━━━━━ Listed entries
PR #128, opened 2023-12-04
Feat/#55

ciaranschutte:
- `platform-ui` code integrated into `rdpc-ui`
- original code has passed code review 
- changes made from original:
- use new `usePageContext` hook, Next13 doesn't inject page `ctx` anymore
- update `useAuthContext` references
- multiple states cleaned up, or moved to the edge of render tree (ie. not needed in top components, so prop drilling is just noise)
- removed some `useEffect` calls because the value is just a computed value


ciaranschutte:
scrap improvements

PR #130, opened 2023-12-05
❗ Protect Program Side Menu against Falsy Values

demariadaniel:


src/app/(post-login)/submission/components/ProgramMenu.tsx
```diff
@@ -198,10 +198,10 @@ const renderDataSubmissionLinks = (
...
 					<StatusMenuItem>
 						Submit Clinical Data{' '}
-						{programStatusData &&
+						{!!programStatusData &&
 							renderSubmissionStatusIcon(
-								programStatusData.clinicalSubmissionState || null,
-								programStatusData.clinicalSubmissionHasSchemaErrors,
+								programStatusData?.clinicalSubmissionState || null,
+								programStatusData?.clinicalSubmissionHasSchemaErrors || false,
 								isSubmissionSystemDisabled,
```
ciaranschutte, line 205: I'm not seeing how this solves the issue. 
the `!!` isn't needed because it's already a boolean context
the optional chain op isn't needed because default `clinicalSubmissionState` is already `undefined` so this should return `null` and `clinicalSubmissionHasSchemaErrors` default is `false` already.

ciaranschutte:
there's also nothing rendering - so the conditional is working - i'll slack you

PR #137, opened 2023-12-13
adds 2nd gql endpoint config

ciaranschutte:
uses query context to target a specific endpoint
- simplest way without getting into schema stitching
- codegen gql types breaks because it works with one url exclusively
- use a hook and export gql query + api endpoint from files (using a common hook means we can enforce usage, rather than having people needing to remember to specific `context: {apiName: <var>}`


src/app/hooks/useApolloQuery.tsx
```diff
@@ -16,13 +16,24 @@
...
-export default CLINICAL_SCHEMA_VERSION_QUERY;
+export const useApolloQuery = <TData, TVariables>(
+	query: {
+		gql: DocumentNode | TypedDocumentNode<TData, TVariables>;
+		api: keyof typeof apiName;
+	},
+	options?: QueryHookOptions<any, OperationVariables> | undefined,
+): QueryResult<TData, TVariables> => {
+	const mergedOptions = { context: { apiName: query.api }, ...options };
+	// @ts-expect-error
```
ciaranschutte, line 37: @joneubank if you fancy ;) 
TS doesn't like that I'm spreading options into a new object. There's a `NoInfer` types from apollo in use, I can't understand it.

src/app/gql/CLINICAL_SCHEMA_VERSION.ts
```diff
@@ -18,11 +18,15 @@
...
 const CLINICAL_SCHEMA_VERSION_QUERY = gql(`
   query ClinicalSchemaVersion {
     clinicalSubmissionSchemaVersion
   }
 `);
 
-export default CLINICAL_SCHEMA_VERSION_QUERY;
+export const ClinicalSchemaVersionQuery = {
+	gql: CLINICAL_SCHEMA_VERSION_QUERY,
+	api: apiName.clinical,
```
demariadaniel, line 31: OK so just confirming, going forward all queries will need to specify which API they point at?

Should we make Clinical the default? Could potentially reduce some extra lines of code

ciaranschutte: Yes that is correct
We can add a default, but it's only an extra line of code. I don't mind being a little bit more explicit. Especially if it makes it clear

justincorrigible: While i don't hold a strong opinion, and do see the benefit of having a default value, intuitively I'm inclined towards advocating for having the single "Query" helper be agnostic, and then have two separate wrappers that each passes which endpoint you intend on calling. e.g. endpoint1QueryFn and endpoint2QueryFn, both based on baseQueryHelperFn.

demariadaniel: I do like wrapperA vs wrapperB pattern

My original thinking is that Gateway is only needed for one query (currently... could change)
So if majority of queries are all pointing to Clinical, you shouldn't have to specify that for every query
Why change all queries when only 1 needs to be different

justincorrigible: that's a fair point. I'm just trying to prevent the "you have to know this thing that is abstracted elsewhere" that is so on brand with our previous apps, which makes on-boarding so painful.

demariadaniel: Yeah exactly, I think wrapper is the best approach for that reason!

ciaranschutte:
@justincorrigible @demariadaniel refactored to use specific wrapper functions instead of passing params.

demariadaniel (approved):

PR #145, opened 2024-01-12
Table fixes

ciaranschutte:
- fixes the css inline instead of fixing UIKit 
  - some discussion to be had on if we're continuing to support it
  - the ideal fix for this is changing how many things work in UIKit table
- reference `#8` in this table https://wiki.oicr.on.ca/display/icgcargotech/React+Table+v8+Upgrade+Plans


ciaranschutte:
closing in favour of fixing the root causes in UIKit

PR #146, opened 2024-01-12
 change gql mutation uploads to use fetch

ciaranschutte:
* new functionality
- change gql mutation uploads to use fetch
- puts reusable stuff in places where it can be reused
━━━━━━━━━━
Nothing but the lines from the one with "closing in favour" through the final line of the data above should be output, exactly as written.

closing in favour of fixing the root causes in UIKit

PR #146, opened 2024-01-12
 change gql mutation uploads to use fetch

ciaranschutte:
* new functionality
- change gql mutation uploads to use fetch
- puts reusable stuff in places where it can be reused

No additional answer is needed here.